It’s now becoming necessary for every organization to exploit the data that they have (or in some cases external data) and predict future outcomes, to remain competitive by offering their customers what they want, when they want and where they want. Looking at this potential, SQL Server 2016 brings native support doing advance analytics in the database itself using R Services.

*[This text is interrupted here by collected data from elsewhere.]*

PR #269, opened 2026-06-11
Feat: Run blocking setup hooks before the agent spawns, with live output instead of an empty panel

cheapsteak:
## Summary

**What's wrong today:** when a worktree is created, the Claude window and the `setup` hook window are spawned as two parallel fire-and-forget tmux windows — Claude always starts *before* the hook even launches, so hooks that copy `.env` files or install dependencies race against the agent. Meanwhile the app shows the "No terminals" empty state for the whole creation, and hook output/status is visible nowhere except its own pane.

**This PR adds a blocking `preSession` worktree hook** (`.worktree-hooks/preSession`, same resolution chain as the other events) that runs to completion *before* the primary agent terminal spawns — and surfaces it:

- The hook runs in a **visible terminal** created first, so the panel shows its live output instead of the empty state; the sidebar reads "Running setup…" and a slim banner explains the agent will start when setup completes.
- Completion is signaled by a marker file under `~/tbd/runtime/presession/` polled by the daemon (600s timeout). Non-zero exit, timeout, or a killed pane → daemon notification, and the agent **spawns anyway** — failure sequences the spawn, it never blocks it forever.
- The wait runs in a detached phase-3 task so the per-repo creation lane (RepoSerializer) is never blocked; revive gets the same non-blocking treatment (`archived → creating → active`).
- Startup recovery resumes orphaned `.creating` rows after a daemon restart mid-hook (the tmux server and hook survive restarts), including mid-revive rows whose archived Claude sessions are restored, not replaced.
- The existing `setup` hook is unchanged: still parallel and non-blocking. **No `preSession` hook → behavior identical to before** (covered by tests on both branches).
- App consumes `terminalCreated` deltas (previously ignored): live tab updates with dedupe, tab-order convergence with the daemon, and selection hand-off to the agent tab when it appears.

Hardened through three internal review rounds (commits `a50b9ea`, `ed114cd`): reconcile no longer kills live `.creating` windows, repo-remove mid-wait can't leak agent processes, marker race/leak fixes, hook env vars (`TBD_WORKTREE_NAME/PATH`, `TBD_REPO_PATH`, `TBD_BRANCH`, `TBD_EVENT`, `TBD_TERMINAL_ID`), static banner icon (no always-animating spinner), and the revive "✓" pill now waits for the worktree to actually be usable.

**Known minor follow-ups** (reviewed, judged shippable): the revive pill can strand at in-flight if a phase-3 DB write fails (self-heals on daemon restart); a worktree archived with zero Claude sessions is treated as mid-create by crash recovery (cosmetic, self-healing); terminal label strings could move to a shared constant; `TestSupport` could be a `.testTarget`.

## Test plan
- [ ] 51 new tests across daemon + app cover: hook resolution, gated spawn ordering, marker exit-code/timeout/killed-pane paths, daemon-restart recovery (mid-create and mid-revive), reconcile sparing `.creating` windows, broadcast exactly-once gates, app dedupe/selection/tab-order/banner/subtitle/revive-pill branches — `swift test` (1550 tests) green apart from the known pre-existing TabBarHitAreaTests failure on this machine
- [ ] Manual: add `.worktree-hooks/preSession` with `sleep 15; touch /tmp/presession-done` to a repo, create a worktree → panel shows the hook terminal running, sidebar says "Running setup…", Claude tab appears and takes focus only after 15s
- [ ] Manual: same with `exit 1` → notification fires, Claude still spawns
- [ ] Manual: repo without the hook → creation behaves exactly as before

[🔗 open in tbd](https://cheapsteak.github.io/tbd/open/?worktree=B8D31DBB-8049-438F-A808-74F350CBFEFC)

### DIFF
--- a/Sources/TBDApp/AppState+History.swift
+++ b/Sources/TBDApp/AppState+History.swift
@@ -145,7 +145,9 @@ extension AppState {
 
     /// Revive an archived worktree and resume the selected Claude session.
     /// Marks the row as `inFlight` immediately so the archived view can show
-    /// a status pill, then flips to `.done` on success or clears on failure.
+    /// a status pill, then flips to `.done` once the worktree is usable —
+    /// immediately when no blocking preSession hook gates it, otherwise via
+    /// `promoteRevivedWorktrees` when the row turns `.active`. Clears on failure.
     func reviveWithSession(worktreeID: UUID, sessionId: String) async {
         // Idempotency: ignore re-entrant calls (e.g. rapid double-click)
         // so a concurrent invocation can't overwrite the .done state with
@@ -168,13 +170,13 @@ extension AppState {
 
         do {
             let size = mainAreaTerminalSize()
-            try await daemonClient.reviveWorktree(
+            let revived = try await daemonClient.reviveWorktree(
                 id: worktreeID,
                 cols: size.cols,
                 rows: size.rows,
                 preferredSessionID: sessionId
             )
-            revivingArchived[worktreeID] = .done(snapshot: snapshot)
+            settleReviveState(id: worktreeID, snapshot: snapshot, revived: revived)
             await refreshWorktrees()
             await refreshArchivedWorktrees(repoID: snapshot.repoID)
         } catch {
--- a/Sources/TBDApp/AppState+Terminals.swift
+++ b/Sources/TBDApp/AppState+Terminals.swift
@@ -17,6 +17,108 @@ extension AppState {
         terminal.kind == .codex || terminal.label == "Codex" ? terminal.label : nil
     }
 
+    // MARK: - Pre-session hook terminals
+
+    /// Label the daemon assigns to the blocking `preSession` hook terminal
+    /// (see WorktreeLifecycle+PreSession). The app keys "is this the
+    /// pre-session tab?" decisions off this label.
+    static let preSessionTerminalLabel = "pre-session"
+
+    /// True when a pre-session hook terminal exists in state for the worktree.
+    /// Drives the sidebar "Running setup…" subtitle while the worktree is
+    /// still `.creating`.
+    func hasPreSessionTerminal(worktreeID: UUID) -> Bool {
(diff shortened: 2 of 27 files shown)


cheapsteak:
Addressed the review findings in c6375bd:

- **Medium (label divergence)**: added a shared `TerminalLabel` namespace in `TBDShared` (`pre-session`, `setup`, `shell`, `Claude Code`, `Codex`) and migrated every label assignment/comparison site in the daemon and app to it, including the recovery classifier this finding called out. Test literals were intentionally kept to pin the on-disk contract.
- **Minor (recovery tab cleanup)**: the no-terminals recovery branch now deletes terminal + tab rows before the worktree row, matching the checkout-missing branch; test extended to seed and assert a stray tab row.
- **Minor (redundant refresh)**: dropped the explicit `refreshWorktrees()` in `reviveWorktree` — the `.worktreeRevived` delta handler already triggers it, same as `createWorktree`. Verified the revive settle/promotion logic doesn't depend on the synchronous call.

cheapsteak:
Addressed in 308c1e1:

- **Medium (DB error vs. deleted row)**: the phase-3 existence guard now uses explicit do/catch — a thrown DB error logs a warning and proceeds with the primary spawn; only a genuine missing row takes the teardown path. Covered by a test that closes the GRDB writer mid-wait (`dbErrorDuringRowCheckDoesNotTearDownPreSessionWindow`).
- **Minor (reconcile gate)**: `shouldReconcileTabOrderFromDaemon` is now scoped to worktrees with status `.creating`, so externally-created terminals in long-lived worktrees no longer trigger extra `listTabs` fetches. Branch tests added for active/not-found worktrees.
- **Minor (dead marker removal)**: removed the no-op second `removeItem` and corrected the comment.
- **Minor (repo-less .creating row)**: recovery now defensively deletes terminals + tabs + row when the repo record is missing instead of stranding it; test seeds the orphan via `PRAGMA foreign_keys = OFF`.

The `getTerminal(id:)` RPC suggestion is deferred as a follow-up per the review note (scope expansion).

PR #274, opened 2026-06-16
Feat: Configure environment variable overrides for spawned Claude/Codex sessions

cheapsteak:
## Summary

Lets you set arbitrary `KEY=VALUE` environment variables on the Claude/Codex sessions TBD spawns, at three scopes — **global**, **per-repo**, and **per-model-profile** — so things like routing a specific repo's Claude through Bedrock (`CLAUDE_CODE_USE_BEDROCK=1`, `AWS_REGION`, …) become configurable instead of hard-coded.

- **Free-form `[String: String]`** at each scope, persisted in a new JSON `env_overrides` column on the `config`/`repo`/`model_profiles` tables (migration `v31`). No validation/denylist/secret machinery by design — kept deliberately simple.
- **Precedence `global < repo < profile`** (union merge; more specific scope wins collisions), computed by a small pure `EnvOverrideResolver.merge`. The Claude model profile's structured **auth/routing env stays final** and can't be clobbered by a free-form var (OAuth dir, Bedrock `CLAUDE_CODE_USE_BEDROCK`/`AWS_REGION`/`AWS_PROFILE`, `ANTHROPIC_MODEL`/`ANTHROPIC_BASE_URL`).
- Applies to **both Claude and Codex** primary sessions and survives every respawn path (resume, reboot-recovery, manual create, recreate-window, mid-conversation profile swap). Plain shell and setup/pre-session hook terminals are intentionally excluded.
- Edited from three UI surfaces via a reusable `EnvOverridesEditor`: Settings → General (global), the per-repo settings pane, and the model-profile edit sheets.
- Docs: `docs/env-overrides.md` (scopes, precedence, auth-tier rule, Bedrock worked example) + design spec under `docs/superpowers/specs/`.

## Test plan

- [x] `swift build`, `swiftlint --strict` (0 violations), `swift test` (green except the pre-existing `TabBarHitAreaTests` headless-rendering flake)
- [x] Unit: `EnvOverrideResolver.merge` precedence/union/nil; `EnvOverridesCoding` round-trip/corrupt; per-scope store round-trips; RPC round-trips persist to DB; resolver passthrough
- [x] Spawn: Claude builder env wins over free-form (auth final); **Codex on/off branch tests** (merged global+repo vars reach `-e`; empty config injects nothing)
- [ ] Manual GUI smoke (needs app restart): set an override at each scope, spawn a Claude **and** a Codex worktree, confirm `printenv` shows the merged result, that a profile var beats a colliding repo var, and that an auth var (e.g. `AWS_REGION`) is not overridable from repo/global

[🔗 open in tbd](https://cheapsteak.github.io/tbd/open/?worktree=97D6FD5E-1AE3-4376-A4FC-B4254AFF6C96)

### DIFF
--- a/.claude/skills/tbd-project/SKILL.md
+++ b/.claude/skills/tbd-project/SKILL.md
@@ -88,6 +88,8 @@ TBD instruments every `claude` (and `codex`) session it spawns so the app can ob
 
 The overlay and plugin are regenerated on every daemon startup; both writes are idempotent and non-fatal on failure (the session just loses instrumentation, it still runs).
 
+Spawned Claude/Codex sessions also receive free-form `KEY=VALUE` env overrides merged across three scopes (`global < repo < profile`), with the Claude builder's auth/routing env layered last so it can't be clobbered. See `docs/env-overrides.md`.
+
 ## Common Tasks
 
 ### Restart for testing
--- a/Sources/TBDApp/AppState+ModelProfiles.swift
+++ b/Sources/TBDApp/AppState+ModelProfiles.swift
@@ -25,6 +25,9 @@ extension AppState {
             if result.primaryAgentPreference != primaryAgentPreference {
                 primaryAgentPreference = result.primaryAgentPreference
             }
+            if result.globalEnvOverrides != globalEnvOverrides {
+                globalEnvOverrides = result.globalEnvOverrides
+            }
         } catch {
             logger.error("Failed to list model profiles: \(error, privacy: .public)")
             handleConnectionError(error)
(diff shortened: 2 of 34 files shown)


cheapsteak:
Thanks for the review. Disposition:

**Medium — missing Claude spawn integration test (profile branch + auth-wins):** Addressed in `e41dae6`. Added two tests to `ModelProfileSpawnTests.swift` driving the real `spawnPrimaryTerminals` Claude path via the lifecycle fixture (now wired with a `ModelProfileResolver`):
- `claudeReceivesMergedEnvOverrides` — global + repo + profile overrides all appear in the tmux `-e` flags.
- `claudeAuthEnvWinsOverFreeFormCollision` — a Bedrock profile with `awsRegion = us-west-2` and a colliding free-form `AWS_REGION = us-east-1` spawns with the builder's `AWS_REGION=us-west-2` (+ `CLAUDE_CODE_USE_BEDROCK=1`), not the free-form value. This locks the auth-final invariant at the spawn site — it would catch an inverted/removed merge that the isolated `Dictionary.merging` test cannot.

`swift test --filter ModelProfileSpawn` → 15/15 pass; `swiftlint --strict` clean.

**Minor — `EnvOverridesEditor` stale rows on same-repo external update:** Deferring, as noted. It's a pre-existing `@State`-seeded-once pattern, and there is currently no path (no CLI) that mutates `env_overrides` for a displayed repo out-of-band, so it's unreachable today. If a CLI for env overrides ever lands, the fix is a one-line `.onChange(of: initial)` reseed. Tracking as a follow-up rather than adding speculative code now.

PR #276, opened 2026-06-16
feat: add non-destructive `tbd worktree forget` command

zionts:
## What
Adds `tbd worktree forget <name-or-id>` — removes a worktree from TBD's tracking but **keeps its directory on disk**. Unlike `archive` (which runs `git worktree remove --force` and deletes the folder), `forget` deliberately skips the git removal, so the folder and all its files — including uncommitted and gitignored content like `.context/` — stay exactly in place.

## Why
Archiving is destructive: it deletes the working directory. Sometimes you want a worktree gone from the TBD sidebar but its files preserved on disk to reference later. `forget` provides that non-destructive path.

## Behavior
- Mirrors archive's cleanup: kills tmux windows, deletes terminals + tabs, clears pending questions, reclaims per-session `ClaudeHookOverlay`.
- **Hard-deletes** the worktree row → absent from both the active and archived lists.
- Does **not** call `git worktree remove`; does **not** run the `before_worktree_remove` archive hook.
- Broadcasts the `.worktreeArchived` StateDelta so the app updates live.

## Caveat (documented in code + CLI help)
`reconcile` re-adopts on-disk git worktrees whose path is under one of TBD's own prefixes (`~/tbd/worktrees/<slot>/`, `<repo>/.tbd/worktrees/`), so a forgotten worktree under those paths reappears on the next reconcile. Worktrees outside those prefixes (e.g. `~/conductor/workspaces/...`) are never re-adopted, so forget sticks for them. An `os.Logger` warning fires when forgetting a TBD-prefixed worktree; a tombstone/ignore-list to make it stick everywhere is a noted follow-up (not built here).

## Files (6)
- `Sources/TBDDaemon/Lifecycle/WorktreeLifecycle+Forget.swift` (new) — `forgetWorktree(worktreeID:)`
- `Sources/TBDShared/RPCProtocol.swift` — `worktree.forget` method + `WorktreeForgetParams`/`WorktreeForgetResult`
- `Sources/TBDDaemon/Server/RPCRouter+WorktreeHandlers.swift` + `RPCRouter.swift` — handler + dispatch case
- `Sources/TBDCLI/Commands/WorktreeCommands.swift` — `forget` subcommand (mirrors `archive`)
- `Tests/TBDDaemonTests/WorktreeForgetTests.swift` (new) — both gating branches (forget **keeps** the dir + removes from both lists + cleans terminals/tabs; archive **removes** the dir), plus not-found and main-worktree-refused guards

## Testing
- `swift build` passes locally.
- `swift test` could **not** be run in the dev environment (CommandLineTools only, no full Xcode → `import Testing` fails repo-wide; pre-existing and unrelated to this change). The new tests use verified APIs and should run under CI/Xcode.

## Usage
```
tbd worktree forget <name-or-id> [--json]
```

### DIFF
--- a/Sources/TBDCLI/Commands/WorktreeCommands.swift
+++ b/Sources/TBDCLI/Commands/WorktreeCommands.swift
@@ -11,6 +11,7 @@ struct WorktreeCommand: ParsableCommand {
             WorktreeList.self,
             WorktreeAdopt.self,
             WorktreeArchive.self,
+            WorktreeForget.self,
             WorktreeRevive.self,
             WorktreeRename.self,
             WorktreeReparent.self,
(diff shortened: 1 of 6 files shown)


cheapsteak (approved):
🎉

In this article we will learn what R is, what on-premise advance analytics options from Microsoft are and how to get started using R Services with SQL Server 2016.

What is R?

R programming language is an open source, popular and powerful statistical programming language optimized for Statistical Analysis, Machine Learning and Data Science. It has an ever growing, vibrant community of developers and data scientists across businesses, academics, research organization, etc. This community has contributed more than 8000 free pre-built solutions or packages (algorithms, test data and evaluations) to CRAN (Comprehensive R Archive Network), which can be reused and leveraged across your projects easily and quickly. It also includes packages for creating varieties of data visualization for better data exploration.

R Programming Language
R Programming Language

R programming language is one of the fastest growing languages and now ranks at 6 in the IEEE Spectrum survey result published in July 2015.

What Are Advance Analytics Options with R?

No matter what platform you are targeting, Microsoft has Advance Analytics offerings for both on-premise as well as cloud platforms. In this article I will be talking about advance analytics offerings available on-premise (though there is some overlap; for example, you can use Microsoft R Server on your on-premise machine as well as in the cloud). To learn about Cortana Intelligence Suite, advance analytics offerings in the cloud from Microsoft, you can refer here.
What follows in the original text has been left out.